Bridget Jones Baby de Sharon Maguire

bridget-jones-babyC’est avec plaisir que l’on retrouve Bridget Jones dans de nouvelles aventures. Dans ce troisième opus, sorti sur nos écrans le 5 octobre 2016, on retrouve Renée Zellweger (Bridget Jones), Colin Firth (Marc Darcy) et Patrick Dempsey (Jack Qwant).

« Après avoir rompu avec Mark Darcy, Bridget se retrouve de nouveau célibataire, 40 ans passés, plus concentrée sur sa carrière et ses amis que sur sa vie amoureuse. Pour une fois, tout est sous contrôle ! Jusqu’à ce que Bridget fasse la rencontre de Jack… Puis retrouve Darcy… Puis découvre qu’elle est enceinte… Mais de qui ??? »

 

Douze ans après ses dernières aventures, on retrouve notre gaffeuse préférée. La bande-annonce de ce troisième opus m’a vraiment donné envie d’aller voir ce film, même si j’avais tout de même un peu peur d’être déçue. Evidemment, certains ont polémiqué sur le visage archi-lisse de Renée Zellweger, mais en soi, cela ne change rien à l’histoire.

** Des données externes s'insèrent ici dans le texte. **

PR #111, opened 2021-01-05
armor flip fix

kecleon:
loop through array values for item slots, use index for hud positioning


MineGame159:
Sorry but Im not merging that. Allocating int array every frame just to use it as indexes is bad.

Donc je n’ai absolument pas regretté d’avoir été voir ce film.

On retrouve à nouveau un trio, mais pas le même qu’il y a douze ans, puisqu’un petit nouveau fait son apparition, en la personne de Jack Qwant, incarné par Patrick Dempsey. Hormis ce changement, on retrouve presque tous les personnages des précédents films. Evidemment ils ont tous vieilli, ont désormais une vie bien rangée, mais Bridget Jones a 43 ans est toujours célibataire, et le regrette un peu. Mais tout va changer pour elle, du jour au lendemain, ou presque.

Les situations dans lesquelles elle se retrouve sont cocasses et drôles. Il faut toujours qu’elle se retrouve dans des positions extrêmement embarrassantes. Malgré ses défauts, Bridget Jones est toujours aussi touchante et attachante. Bien que ce soit une comédie, le film aborde des thèmes assez sérieux mais avec humour bien entendu, tels que le jeunisme, la place des femmes dans la société, les nouvelles formes de parentalité, etc.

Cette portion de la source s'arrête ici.